[Exercise]
Could you give the data below again, exactly and completely?

[Stored data]
PR #238, opened 2015-04-01
Move multinode job logic into commit-multinode.sh

hughsaunders:
This patch simplifies the commit multinode gating strategy by moving
some of the logic that was previously in jenkins jobs into the
commit-multinode.sh script.

It also removes a few layers:
 * no longer spawns a docker instance for each job, all jobs run within
   the jenkins-slave container
 * osad playbooks are no longer called from a role within jenkin-rpc
   playbooks, they are called directly over ssh.

### DIFF
--- a/playbooks/roles/pip/tasks/main.yml
+++ b/playbooks/roles/pip/tasks/main.yml
@@ -4,14 +4,10 @@
     state: "directory"
     path: "/opt"
 
-- name: Get Modern PIP
-  get_url:
-    url: "{{ get_pip_url }}"
-    dest: "/opt/get-pip.py"
-    validate_certs: "no"
-  register: get_pip
-  until: get_pip|success
-  retries: 3
+- name: Get Modern Pip
+  shell: "for try in {1..10} :; do curl {{get_pip_url}} > /opt/get-pip.py; file /opt/get-pip.py | grep -q Python && break; sleep 30; done"
+  args:
+    executable: /bin/bash
 
 - name: Install pip
   shell: "python /opt/get-pip.py"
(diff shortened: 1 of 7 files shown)


hughsaunders:
tested: http://jenkins.propter.net/job/commit-multinode-script-logic/206/

Apsu:
Can one of the admins verify this patch?

hughsaunders:
ignore the commit status, it was an attempt at setting up a gate for this repo, but wasn't successfull.

playbooks/roles/pip/tasks/main.yml
```diff
@@ -4,14 +4,10 @@
...
-- name: Get Modern PIP
-  get_url:
-    url: "{{ get_pip_url }}"
-    dest: "/opt/get-pip.py"
-    validate_certs: "no"
-  register: get_pip
-  until: get_pip|success
-  retries: 3
+- name: Get Modern Pip
+  shell: "for try in {1..10} :; do curl {{get_pip_url}} > /opt/get-pip.py; file /opt/get-pip.py | grep -q Python && break; sleep 30; done"
```
jacobwagner: i get what this is doing but why not just up the retry count from 3 to 10?

jacobwagner:
besides the above question. looks good to me +1

playbooks/roles/pip/tasks/main.yml
hughsaunders: @jacobwagner the server sometimes serves empty responses with an OK response code :(
This line will retry if the "file" command doesn't detect that the response is a python script.

jacobwagner: sounds good, +1 to the merge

[Result of this exercise]
PR #238, opened 2015-04-01
Move multinode job logic into commit-multinode.sh

hughsaunders:
This patch simplifies the commit multinode gating strategy by moving
some of the logic that was previously in jenkins jobs into the
commit-multinode.sh script.

It also removes a few layers:
 * no longer spawns a docker instance for each job, all jobs run within
   the jenkins-slave container
 * osad playbooks are no longer called from a role within jenkin-rpc
   playbooks, they are called directly over ssh.

### DIFF
--- a/playbooks/roles/pip/tasks/main.yml
+++ b/playbooks/roles/pip/tasks/main.yml
@@ -4,14 +4,10 @@
     state: "directory"
     path: "/opt"
 
-- name: Get Modern PIP
-  get_url:
-    url: "{{ get_pip_url }}"
-    dest: "/opt/get-pip.py"
-    validate_certs: "no"
-  register: get_pip
-  until: get_pip|success
-  retries: 3
+- name: Get Modern Pip
+  shell: "for try in {1..10} :; do curl {{get_pip_url}} > /opt/get-pip.py; file /opt/get-pip.py | grep -q Python && break; sleep 30; done"
+  args:
+    executable: /bin/bash
 
 - name: Install pip
   shell: "python /opt/get-pip.py"
(diff shortened: 1 of 7 files shown)


hughsaunders:
tested: http://jenkins.propter.net/job/commit-multinode-script-logic/206/

Apsu:
Can one of the admins verify this patch?

hughsaunders:
ignore the commit status, it was an attempt at setting up a gate for this repo, but wasn't successfull.

playbooks/roles/pip/tasks/main.yml
```diff
@@ -4,14 +4,10 @@
...
-- name: Get Modern PIP
-  get_url:
-    url: "{{ get_pip_url }}"
-    dest: "/opt/get-pip.py"
-    validate_certs: "no"
-  register: get_pip
-  until: get_pip|success
-  retries: 3
+- name: Get Modern Pip
+  shell: "for try in {1..10} :; do curl {{get_pip_url}} > /opt/get-pip.py; file /opt/get-pip.py | grep -q Python && break; sleep 30; done"
```
jacobwagner: i get what this is doing but why not just up the retry count from 3 to 10?

jacobwagner:
besides the above question. looks good to me +1

playbooks/roles/pip/tasks/main.yml
hughsaunders: @jacobwagner the server sometimes serves empty responses with an OK response code :(
This line will retry if the "file" command doesn't detect that the response is a python script.

jacobwagner: sounds good, +1 to the merge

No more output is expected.